Putting Mom First

 

By Rosemary Burns

Photo via Flickr by KB35

Photo via Flickr by KB35

I’m tired.  I have spent the last two weeks taking care of my family as a nasty stomach virus ran rampant through my house.  I will spare you the gross details.  Suffice it to say, I should’ve bought stock in the Immodium, Pedialyte and Lysol companies… Strangely, I was the only family member to have been spared from the wrath of the ‘bug’, and I have been trying to figure out why?  Could it be that I downed an Emergen-C immune system booster sample that came in the mail, or that I recently joined the YMCA, (I bet you just sang those letters didn’t ya?) and have been faithfully working out daily for the past month, or could it be that I am a substitute teacher and as such, have been exposed to every germ known to mankind?  I don’t know, I’m just glad to still be healthy at this point.  But like I said, I’m tired.  

 
When my kids are sick, they generally want me to sleep near them, and they don’t follow a civilized schedule- They routinely like to vomit in the middle of the night or spike fevers just as I am nodding off for a well deserved nap.      
-A helpful hint, have your child sleep with a towel.  That way, when they awake and throw up they can do so into the towel, rather than a bucket that Mom must then go wash out.  Instead Mom can directly throw the offending towel directly into the washing machine.  It is much easier to disinfect the washing machine at a later time when you are more fully alert.  Cuts way back on the gag reflex too whilst caring for your charges  :)

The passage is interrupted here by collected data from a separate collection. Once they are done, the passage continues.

PR #243, opened 2019-02-28
Use travis stage for deployment, skip latest docker tag for pre-releases

carlosms:


carlosms:
Sorry, I didn't mean to merge. Tagging @src-d/applications for a quick look in case I missed something.

The goal of the PR is to:
- Make the deployment a separate stage.
  - The previous stage run `deploy` & `after_deploy` once for each job, see [one](https://travis-ci.com/src-d/engine/jobs/181308103#L294), [two](https://travis-ci.com/src-d/engine/jobs/181308104#L468).
  - If one of the test stage jobs fail, now the deployment stage will not be executed
- Do not tag pre-release docker images as `latest`. To do that we must use `docker-push-latest-release`, as [documented here](https://github.com/src-d/ci/tree/v1#docker-build-and-push)

smacker:
Looks great! Thank you.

 I have recently decided that putting myself first sometimes in not a BAD thing.  Not an easy concept for me to grasp as I was raised in a time and a family where the gender roles were pretty traditional.  I had seven siblings and the girls were taught homemaking and parenting skills- not a bad thing to know for sure.  At the same time, the boys were learning how to be providers and successful outside of the home. This is just how it was coming up in the 60’s and 70’s.  There was also a lot of change going on with Women’s Liberation and other important Civil Rights movements, but my family stayed true to the old school thinking on gender roles.  Looking back, I don’t think my mom ever put herself first-a little hard to do when you have eight children depending on you 24/7.  I do vaguely remember when for a time, when her youngest child was around twelve-years-old, she finally needed some space and she took a part-time job at a department store for a few years.  

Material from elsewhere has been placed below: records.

Issue #244, opened 2019-02-28
Add --log-format flag


se7entyse7en:
Adding the `--logfmt` could simplify the parsing of the logs during integration testing by running the cli commands with `--logfmt json` that is then propagated to [logrus formatter](https://github.com/sirupsen/logrus#formatters).

/cc @src-d/product given that the cli is user-facing.

smacker:
I propose to change logging/cli to the standard library we use in src-d.
Then we will have `log-format` option: https://github.com/src-d/go-cli/blob/master/log.go#L11
And it will be consistent with all other projects.

carlosms:
Yup, I brought up the idea of switching from cobra to go-cli with @smola but he thought it was not worth the extra effort to migrate.
@smola can you comment on this?

smola:
You could start by migrating to `src-d/go-log` and adding the `--log-format` (not `--logfmt`) flag.

@carlosms  With respect to `src-d/go-cli`, last time I did this, migrating from a cobra-based CLI to a go-cli one took me a while, and it was much smaller than this one. Do you have any rough estimation of how much could this take?

carlosms:
@smola I did a quick and dirty test, migrating `srcd init`

I don't want to be super optimistic, but the migration was not painful at all. There might be a few things that won't match. For example, go-cli already has a version command, we have our own in Engine.

I'd say this is not  a huge task. A few _working_ hours, meaning a few _real_ days depending on what other tasks we have to deal with.

See
- https://github.com/carlosms/engine/tree/go-cli/cmd
- https://github.com/src-d/engine/compare/master...carlosms:go-cli

smola:
@carlosms Let's go for it then ;)

carlosms:
Done in #410.

PR #302, opened 2019-03-06
Adds integration testing

se7entyse7en:
Adds integration tests that can be run as follows:
```
make test-integration
```

To avoid interacting with eventually running containers, the names of the containers used for running integration testing have the `integration-testing-scrd-cli-` prefix.

A new image of the deamon is built before the integration testing with the name `srcd/cli-daemon:integration-testing`.

As first suite, this PR adds an integration test for the `srcd init` command.

### DIFF
--- a/Makefile
+++ b/Makefile
@@ -14,3 +14,25 @@ $(MAKEFILE):
 	git clone --quiet --branch $(CI_VERSION) --depth 1 $(CI_REPOSITORY) $(CI_PATH);
 
 -include $(MAKEFILE)
+
+GOTEST_INTEGRATION_TAGS_LIST = integration
+GOTEST_INTEGRATION_TAGS = $(GOTEST_INTEGRATION_TAGS_LIST)
+GOTEST_INTEGRATION = $(GOTEST) -parallel 1 -count 1 -tags="$(GOTEST_INTEGRATION_TAGS)"
+
+INTEGRATION_TEST_BUILD_PATH = "build-integration"
+INTEGRATION_TEST_BIN_PATH = $(INTEGRATION_TEST_BUILD_PATH)/bin
+
+GOBUILD_INTEGRATION = $(GOCMD) build -tags "$(GOTEST_INTEGRATION_TAGS)"
+
+clean-integration:
+	rm -rf $(INTEGRATION_TEST_BUILD_PATH)
+build-integration: BUILD_PATH=$(INTEGRATION_TEST_BUILD_PATH)
+build-integration: BIN_PATH=$(INTEGRATION_TEST_BIN_PATH)
+build-integration: GOBUILD=$(GOBUILD_INTEGRATION)
+build-integration: build
+
+build-integration-daemon:
+	docker build -t srcd/cli-daemon:$(VERSION) -f cmd/srcd-server/Dockerfile .
+
+test-integration: clean-integration build-integration-daemon build-integration
+	$(GOTEST_INTEGRATION) github.com/src-d/engine/cmd/srcd/cmd/
--- a/Makefile
+++ b/Makefile
@@ -15,14 +15,15 @@ $(MAKEFILE):
 
 -include $(MAKEFILE)
 
-GOTEST_INTEGRATION_TAGS_LIST = integration
-GOTEST_INTEGRATION_TAGS = $(GOTEST_INTEGRATION_TAGS_LIST)
+LD_FLAGS_INTEGRATION = -X main.version="integration-testing" -X main.build=$(BUILD) -X main.commit=$(COMMIT)
+
+GOTEST_INTEGRATION_TAGS = integration
 GOTEST_INTEGRATION = $(GOTEST) -parallel 1 -count 1 -tags="$(GOTEST_INTEGRATION_TAGS)"
 
 INTEGRATION_TEST_BUILD_PATH = "build-integration"
 INTEGRATION_TEST_BIN_PATH = $(INTEGRATION_TEST_BUILD_PATH)/bin
 
-GOBUILD_INTEGRATION = $(GOCMD) build -tags "$(GOTEST_INTEGRATION_TAGS)"
+GOBUILD_INTEGRATION = $(GOCMD) build -ldflags "$(LD_FLAGS_INTEGRATION)" -tags "$(GOTEST_INTEGRATION_TAGS)"
 
 clean-integration:
 	rm -rf $(INTEGRATION_TEST_BUILD_PATH)
@@ -32,7 +33,8 @@ build-integration: GOBUILD=$(GOBUILD_INTEGRATION)
 build-integration: build
 
 build-integration-daemon:
-	docker build -t srcd/cli-daemon:$(VERSION) -f cmd/srcd-server/Dockerfile .
+	docker build --build-arg go_build_tags=integration -t srcd/cli-daemon:integration-testing -f cmd/srcd-server/Dockerfile .
 
-test-integration: clean-integration build-integration-daemon build-integration
+test-integration-no-daemon: clean-integration build-integration
 	$(GOTEST_INTEGRATION) github.com/src-d/engine/cmd/srcd/cmd/
+test-integration: build-integration-daemon test-integration-no-daemon
--- a/Makefile
+++ b/Makefile
@@ -15,15 +15,15 @@ $(MAKEFILE):
 
 -include $(MAKEFILE)
 
-LD_FLAGS_INTEGRATION = -X main.version="integration-testing" -X main.build=$(BUILD) -X main.commit=$(COMMIT)
+LD_FLAGS_IMAGE_PREFIX = -X github.com/src-d/engine/components.imageNamePrefix=integration-testing-scrd-cli-
+LD_FLAGS_INTEGRATION = -X main.version=integration-testing -X main.build=$(BUILD) -X main.commit=$(COMMIT) $(LD_FLAGS_IMAGE_PREFIX)
 
-GOTEST_INTEGRATION_TAGS = integration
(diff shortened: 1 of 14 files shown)


Makefile
```diff
@@ -14,3 +14,28 @@ $(MAKEFILE):
...
+INTEGRATION_TEST_BIN_PATH = $(INTEGRATION_TEST_BUILD_PATH)/bin
+
+GOBUILD_INTEGRATION = $(GOCMD) build -ldflags "$(LD_FLAGS_INTEGRATION)" -tags "$(GOTEST_INTEGRATION_TAGS)"
+
+clean-integration:
+	rm -rf $(INTEGRATION_TEST_BUILD_PATH)
+build-integration: BUILD_PATH=$(INTEGRATION_TEST_BUILD_PATH)
+build-integration: BIN_PATH=$(INTEGRATION_TEST_BIN_PATH)
+build-integration: GOBUILD=$(GOBUILD_INTEGRATION)
+build-integration: build
```
smacker: why do you need repeated target here?

cmd/srcd/cmd/init_test.go
```diff
@@ -0,0 +1,205 @@
...
+}
+
+func TestInitTestSuite(t *testing.T) {
+	itt := InitTestSuite{timeout: 1 * time.Minute}
+	suite.Run(t, &itt)
+}
+
+// 1. Build docker image for daemon and name it like dev-blabla-dirty (make it automatic)
+// 2. make build
+// 3.
```
smacker: should something be here?

cmd/srcd/cmd/init_test.go
```diff
@@ -0,0 +1,205 @@
...
+func (s *InitTestSuite) SetupTest() {
+	dir, err := filepath.Abs(filepath.Join("..", "..", "..", ".integration-teststing"))
```
smacker: teststing -> testing

cmd/srcd/cmd/init_test.go
```diff
@@ -0,0 +1,205 @@
...
+	buf, err := s.runInit(s.validWorkDir)
+	require.NoError(err)
+
+	actualMsg := s.getLogMessages(buf)
+	require.Equal(5, len(actualMsg))
+
+	expectedMsg := [5]string{
+		fmt.Sprintf("removing container %s", components.Bblfshd.Name),
+		fmt.Sprintf("removing container %s", components.Daemon.Name),
+		fmt.Sprintf("removing container %s", components.Gitbase.Name),
```
smacker: are those messages always get printed in the same order?

se7entyse7en:
@smacker sorry I forget to mark as a WIP, I opened it to test whether it was working on travis. Anyway it's practically done, I just need some do some cleanup and add a description in the PR.

cmd/srcd/cmd/init_test.go
se7entyse7en: This was a personal note 😂. Gonna remove it.

Makefile
se7entyse7en: Because I want to set some env vars before running `build`. This is the only way I found, maybe there's another way. I found it [here](https://stackoverflow.com/questions/15229833/set-environment-variable-inside-target).

cmd/srcd/cmd/init_test.go
se7entyse7en: Apparently yes, the test never failed. It depends on how docker returns the names of the running containers. But this could be improved for sure.

cmd/test-utils/common.go
```diff
@@ -0,0 +1,107 @@
...
+	command := exec.CommandContext(ctx, srcdBin, args...)
+	command.Stdout = &out
+	command.Stderr = &out
+
+	return &out, command.Run()
+}
+
+var logMsgRegex = regexp.MustCompile(`.*msg="(.+)"`)
+
+func (s *IntegrationSuite) ParseLogMessages(memLog *bytes.Buffer) []string {
```
smacker: is it possible to use TraceLogMessages here? Code looks similar

se7entyse7en: Initially, that was what I wanted to do. The only thing is that `TraceLogMessages` works because it changes the format to JSON just before running `fn`. This is not possible for integration testing, unless we provide a `--log-format` flag to run `srcd` commands. That's the reason I opened #244.

Makefile
```diff
@@ -14,3 +14,28 @@ $(MAKEFILE):
 	git clone --quiet --branch $(CI_VERSION) --depth 1 $(CI_REPOSITORY) $(CI_PATH);
 
 -include $(MAKEFILE)
+
+LD_FLAGS_INTEGRATION = -X main.version="integration-testing" -X main.build=$(BUILD) -X main.commit=$(COMMIT)
+
+GOTEST_INTEGRATION_TAGS_LIST = integration
+GOTEST_INTEGRATION_TAGS = $(GOTEST_INTEGRATION_TAGS_LIST)
```
carlosms: why not `GOTEST_INTEGRATION_TAGS = integration`?

smacker: copied from lookout most probably. where we use `GOTEST_INTEGRATION_TAGS_LIST` to disable some tests on macos. Most probably not needed here

carlosms:
Did you test the windows and macos builds? I did a quick test with a PR on my fork, and both failed:
https://travis-ci.org/carlosms/engine/builds/503073554

smacker:
What do you mean? I develop on MacOs and tested it on locally of course.

If you look into your travis jobs it's failing because MacOs on travis doesn't have docker and windows doesn't have make. It's absolutely expected to fail.

Makefile
se7entyse7en: > copied from lookout most probably

Exactly 😅. Gonna remove it.

se7entyse7en:
@carlosms no, you're right, I haven't tried it on travis by removing the `if` on the `.travis.yml`. I also read that docker is not supported on OSX env in travis. So maybe we just have to remove integration testing for OSX and Windows from travis.

carlosms:
@smacker the current PR has integration tests for macos and windows enabled for master, skipping them for PRs. If merged, master will fail. What I did in my fork is enable them also for PR to see the result, but I did not add them.

@se7entyse7en I think it's fine to start with integration tests for linux only, and consider other platforms for the future.

cmd/test-utils/common.go
```diff
@@ -0,0 +1,107 @@
...
+	var out bytes.Buffer
+
+	command := exec.CommandContext(ctx, srcdBin, args...)
+	command.Stdout = &out
+	command.Stderr = &out
+
+	return &out, command.Run()
+}
+
+var logMsgRegex = regexp.MustCompile(`.*msg="(.+)"`)
```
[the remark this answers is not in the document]
se7entyse7en: @dpordomingo thank you for noticing!

smacker:
Ah. Thanks Carlos! My bad 😅

cmd/test-utils/common.go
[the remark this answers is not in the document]
se7entyse7en: Take a look at this: https://regex101.com/r/51SKuY/2.

se7entyse7en:
@dpordomingo I updated the regex with the one in the comment.
@carlosms I removed osx and windows environment from travis for integration testing.

se7entyse7en:
I've just noticed that even if I changed the names of the containers to avoid interacting with eventually running ones, there were still port conflicts. I successfully solved it with the newly added port management config feature! 🎉

se7entyse7en:
I just changed the port numbers with `default_port + 1`, with this we can at least avoid conflict with default runs.

Makefile
se7entyse7en: done

integration-testing-config.yaml
```diff
@@ -0,0 +1,15 @@
+components:
+  bblfshd:
+    port: 9433
+
+  bblfsh_web:
+    port: 8082
+
+  gitbase_web:
+    port: 8081
```
carlosms: 8081 is the default port for bblfsh_web, so this may also collide.

se7entyse7en:
@carlosms 

> One thing that I'm not so sure is adding build tags to the daemon.

To be honese I don't like it that much too. Currently it is used only for changing the container names as you correctly said. My initial solution was to use an ldflag and build it using `-X components.imagePrefix="integration-testing-srcd-cli-"`, but I wasn't able to make it work 😕.

If you prefer I can dig deeper before merging this.

carlosms:
I'm ok with the current code. But I wanted to raise my concern with going further in that direction. Because if we keep adding things then we can end up testing a special daemon image, instead of the one we release.

For me it's ok to keep it, and maybe later rethink if we can remove the build tags on the daemon when we have more tests. Personally I would not mind having the same default container names for the tests.

integration-testing-config.yaml
se7entyse7en: right 🤦‍♂️

se7entyse7en: fixed

se7entyse7en:
> But I wanted to raise my concern with going further in that direction. Because if we keep adding things then we can end up testing a special daemon image, instead of the one we release.

I agree

smacker:
I think it worths looking into why `-X` doesn't work in this case and fix it if possible.

se7entyse7en:
Ok! Gonna spend more time looking into it! 👍

cmd/test-utils/common.go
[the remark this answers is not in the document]
dpordomingo: lgtm thanks!

se7entyse7en:
Ok I found the problem for the `-X` ldflag not working. I was using the wrong path. I discovered that the correct one can be found as follows:

```
go tool nm ./build-integration/bin/srcd | grep imageNamePrefix
```

se7entyse7en:
Requested review from @carlosms again given that he was the one that initially has some concerns about build tags.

As a little girl, I naturally wanted to be like my mom and have a family and make a happy home for them.  Well, ‘happy’ is a relative term isn’t it?  No one is happy 100% of the time.  This was a tough lesson for me to learn because my mom made it look as if we were.  She and my dad never discussed things like bills, budgets, wars, politics or any thing unpleasant in front of us kids.  My kids are exposed to so much more ‘reality’ on a daily basis-I’m not sure which way is better, there is probably a happy-medium out there.  I mean, my kids have Smart Phones and the Internet.  I, had a wall mounted telephone with a long cord attached to it and a black and white television with a bent metal hanger used for it’s antennae that picked up six channels.  But I digress.
Photo via Flickr by tableatny

Photo via Flickr by tableatny


My family has been watching a lot of the Olympics as we recover from the ‘Polar Vortex of Vomit’ that stormed through our home.  Ya know what I’ve been thinking as I watch these Olympic games?  That every Olympian competing has had to have put themselves first to get where they are -and that we mere mortals look up to and idolize them!  If there were an Olympics for Mothers- NONE of us would qualify because NONE of us would put ourselves first!  Crazy huh?!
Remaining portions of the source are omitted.